O menino olhou para aquele rosto enrugado e notou que havia perdido bastante da dureza do primeiro contato, o que o fez sentir-se seguro.

- É verdade. O senhor consegue chutar bola seu Antônio? – perguntou já totalmente íntimo daquele senhor, coisa que só as crianças e os dóceis animais de estimação são capazes de fazer.

- Olha, eu acho que sim hein? Devagarzinho... sim. Espere um pouco.

O velho bateu as cinzas de seu cachimbo, observou atentamente a brasa, pegou um pedaço de papel do bolso da calça, fez um bolo, socou no fornilho impedindo a saída do tabaco e abafando a brasa e o guardou no bolso interno do paletó. O menino já o esperava perto da velha trave, onde o chão, mais gasto, tinha menos obstáculos capazes de desviar a leve bola. Lá ficaram por alguns minutos, chutando a bola um para o outro. Sempre que ela fugia, ou o velho a deixava passar, o menino corria para pegá-la e chutá-la com delicadeza, bem pertinho do velho. O velho, divertindo-se, ria um riso cansado e, se pensasse sobre isso, se lembraria que fazia um bom tempo que não ria.

- Tudo bem, tudo bem meu filho. Ufa! Já não aguento mais. Vamos nos sentar para descansar um pouco.

O menino concordou com a cabeça e ambos se sentaram em um chumaço de grama. O menino manteve a bola embaixo das pernas dobradas.

- Cansei. – disse o velho feliz. – Você ainda está cheio de energia não é meu filho?

- Tô sim senhor.

- Vá brincar vai. Vou descansar aqui. – disse apontando o campinho com a cabeça.

O menino voltou a sua brincadeira, correndo atrás da bola, enquanto o velho assistia. Em poucos minutos a alegria se foi. O mesmo menino, a mesma brincadeira lhe causou um sentimento de solidão e ele, sorrateiramente, levantou-se para ir embora. Ao virar-se e tocar a bengala no chão para o primeiro passo sentiu a mãozinha do menino segurando seu braço.

- Vai embora não vô. – pediu ele com a carinha do Gato de Botas.

O velho virou-se em um ímpeto e caiu desastrosamente no chão. Deitado de bruços golpeou com força a canela do menino com a bengala, como foice cortando o mato e gritou exasperado com voz rouca.

- Já lhe disse que não sou seu avô seu diabinho. Sai daqui! Sai daqui! Moleque dos infernos!

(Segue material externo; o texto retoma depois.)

PR #5018, opened 2018-08-08
Disable warning about negating unsigned ints

matthauck:
> .../include/google/protobuf/wire_format_lite.h(863):
> warning C4146: unary minus operator applied to unsigned type, result
> still unsigned

### DIFF
--- a/src/google/protobuf/wire_format_lite.h
+++ b/src/google/protobuf/wire_format_lite.h
@@ -851,6 +851,13 @@ inline double WireFormatLite::DecodeDouble(uint64 value) {
 //        >> encode >>
 //        << decode <<
 
+
+#if defined(_MSC_VER) && _MSC_VER >= 1400 // VC++ 8.0
+// Disable warning about negating unsigned
+#pragma warning( push )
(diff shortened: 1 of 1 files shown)


matthauck:
Would be cool if this could make it to the 3.5.x branch too. Should I open up a second PR for that?

xfxyjwf:
Can you make the change CMakeLists.txt instead? We already have a list of disabled warnings there:
https://github.com/google/protobuf/blob/master/cmake/CMakeLists.txt#L154

xfxyjwf:
@matthauck If we don't want to ignore those warnings in general, could you help fix the source code so it doesn't trigger these warnings? It would require a bit more work but would help us keep the code cleaner.

xfxyjwf:
Thoughts on whether we can fix this warning in the code?

matthauck:
Sorry, I haven't had a chance to look yet. I'm not quite sure.

xfxyjwf:
Given how often users report about similar warnings, I think it's not a good idea to add preprocessors to disable them in the code (a lot more will show up later and I don't like the code littering with these preprocessors).

PR #5019, opened 2018-08-09
Down-integrate from google3.

xfxyjwf:


src/google/protobuf/message_lite.cc
```diff
@@ -398,13 +646,6 @@ void GenericTypeHandler<string>::Merge(const string& from,
   *to = from;
 }
 
-bool proto3_preserve_unknown_ = true;
-
-void SetProto3PreserveUnknownsDefault(bool preserve) {
-  proto3_preserve_unknown_ = preserve;
```
rchav: What was this function replaced with?

acozzette: We've removed that function and now proto3 messages always preserve unknown fields during parsing. However, you can call `message.DiscardUnknownFields()` if you want to drop them.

O menino quase caiu com a pancada e saiu danado alguns pulos pela dor. Largou a bola onde estava e correu sem olhar para trás. O velho sentou-se calmamente, pegou seu cachimbo, completou de fumo e fumou vagarosamente. Ficou ali, sorvendo a fumaça e olhando para o local onde o menino havia desaparecido por entre as casinhas coloridas. Idiota! Pensou. A bola permanecia à sua frente, se mexendo levemente pela força da brisa que passeava pelo campinho. O velho puxou a bola para perto de si com a bengala. Só então reparou que havia algo escrito no plástico branco e segurou perto de seu rosto para conseguir ler as letras miúdas em caneta esferográfica: Toninho. Então, assim como o abrir de uma cortina permite a entrada repentina da luz do dia, aquelas letras o fizeram lembrar-se de tudo: Toninho, rua Piracicaba, campinho, traves de madeira, a sua bola de plástico deixada aos pés de um velho louco há muitos anos; a fisionomia do velho caindo e o ódio em seus olhos quando lhe acertou com a bengala. A cena que lhe perturbou a mente de menino por dias. Pensou em correr na direção onde o menino desaparecera. Mas lembrou-se não podia correr. Era apenas um velho.